Sunday, November 19, 2006

Climate change, terrorism and social injustice

What is the link between preventing terrorism, combatting climate change and tackling social injustice?

One link is that they all depend on the good will and consent of the public in implementing solutions; another is that each is being handled badly by the authorities who currently run the world.

Perhaps most important, however, is how they fit together: social injustice, with its extremes of wealth and poverty, power and powerlessness, is at the centre. Social injustice is the key factor, contributing on the one hand to natural instability in the form of ecological deficit (overuse of resources) and emissions leading to climate change, and on the other hand to the human response to such instability - terrorism (aggression born of impotence) and the witch-hunting, intolerant fear of 'the other'.

If you accept this analysis, then combatting both climate change and terrorism can be achieved only by tackling social injustice.

This is actually not such a tall order, given the enormous power of the electronic media, but it involves major changes in attitude - changes which are eagerly awaited by much of the population of the world. It may sound simplistic, but here goes.

Three new attitudes
1. Respect the poor and those who use few resources: this is not to say that we should glorify poverty, but we must start respecting and rewarding moderation - constant growth is not the best way of measuring success, as we are finding out to our cost.

2. Listen to the poor and allow 'ordinary' people to act: we assume that the world has to be run centrally, all of a piece, but is this natural? only mankind tries to control any more than a small section of territory. Listening is not the same as having a Big Conversation. Solutions must be implemented quickly by those who are most closely involved, not necessarily expert, sometimes whose only qualifications are that they belong to a particular area.

3. Be honest about failures, limitations and imperfections: in our consumer-driven society we try to achieve perfection and total safety, forgetting that we do so at someone else's expense and at the expense of the planet. We have no absolute right to total safety, because we are human, fallible, mortal and part of the fabric of the planet. If we are encouraged to demand it ('How can we make sure this never happens again?'), we lose sight of the fact that we are demanding for ourselves something that at least four fifths of the world will never be able to have.

Community media have a role to play
Media literacy (as in participating, ie. questioning, reporting and disseminating a message) and community media have a central role to play in making such changes happen. Whilst we still have the luxury of the internet and electronic communications (dependent as they are on the luxury of reliable electricity) we must make the widest use of them to spread this message and achieve such changes.

Let's move the focus away from hunting out extremism and instead focus on providing media access for all, so that people can share their own concerns and offer their own suggestions, no matter how small.

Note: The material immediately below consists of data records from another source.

PR #16134, opened 2022-01-12
CXP 1040 Handle no app logo for the PageHeader

RiffVentura:
Test  apps have no logo image,  we should display AppIllustration  instead. 
Since `PageHeader` is used to display connected (Test) App settings, it should be able to display Illustration if logo path is not provided

image

### DIFF
--- a/src/Akeneo/Connectivity/Connection/front/src/common/components/PageHeader.tsx
+++ b/src/Akeneo/Connectivity/Connection/front/src/common/components/PageHeader.tsx
@@ -21,6 +21,35 @@ const AknTitleContainerBreadcrumbs = styled.div.attrs(() => ({className: 'AknTit
     min-height: 32px;
 `;
 
+const Header = styled.header`
+    position: sticky;
+    top: 0;
+    padding: 40px 40px 20px;
+    background: white;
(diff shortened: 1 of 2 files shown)


tseho (approved):

src/Akeneo/Connectivity/Connection/front/src/common/components/PageHeader.tsx
```diff
@@ -66,3 +82,20 @@ const Header = styled.header`
...
+    border-radius: 4px;
+    display: flex;
+    overflow: hidden;
+    flex-basis: 142px;
+    flex-shrink: 0;
+
+    & > * {
+        width: 100%;
+    }
+`;
```
masacc, line 101: why this styled component is at the end of the file?

masacc (approved):

src/Akeneo/Connectivity/Connection/front/src/common/components/PageHeader.tsx
tseho: There was another component at the end of the file, it does not make sense, I've moved both up there, like everywhere else.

To paraphrase a Biblical saying: he who stops worrying about his own safety, and starts listening, will be safe.

Sunday, November 12, 2006

My Climate Challenge

We welcome the Climate Challenge website and campaign from Defra (the Department for Environment, Food and Rural Affairs). In the Get Involved section, you can comment or add your own Bright Ideas.

You are also welcome to comment and add your own Climate Challenge ideas here. Look for Comments at the bottom of this post, then click on this link and a new screen will open. Read any comments already there and add your own in the box (moderated).

Here are some of my Climate Challenge ideas:

First, some challenges for individuals:

One Warm Room - heating a whole house or building is a luxury we can't afford. Instead of central heating, when it's cold try heating one central room in your home.

Do It In Daylight - our modern 24 hour lifestyles are unsustainable, especially during the winter months with their longer hours of darkness. Rethink and reorganise your time. If you can't (eg. because of outside constraints such as night working etc), think about how you would manage if 24 hour resources were not available to you.

Stickers For Stick-In-The-Muds - attach stickers to (or place information leaflets near) items which still use excessive and unsustainable resources (high food miles, unnecessary plastic packaging etc).

Put That Light Out! If you live near an office or public building which leaves lights and computers on all night, call and leave messages, or give out leaflets outside the building, asking them to switch off and save energy.

Lower Income, Lower Emissions - the richer you are, the more emissions you create and the more resources you use up - check your local authority's ecological footprint* against the highest and lowest in the country (Highest = St Albans, Kensington & Chelsea, Guildford, Epsom & Ewell at 6.5+ global hectares perperson; Lowest = Merthyr Tydfil, Blaenau Gwent* at less than 5 gha per person). A good reason to be proud if you're not among the country's 'top' people. Whatever your rating, lobby your council to reduce its footprint even more.
*source: Stockholm Environment Institute York, REAP website (free but requires registration)

Don't Borrow Tomorrow's Resources for Today - reduce your debt, don't borrow for today's pleasures from the resources your children will need tomorrow.

And an important challenge for the Government:

Economic Growth Is For Dummies - we urgently need to rethink how we judge economic success: to be sustainable and to combat climate change we need to measure success and progress on sustainability, stability and social cohesion instead of on financial growth alone.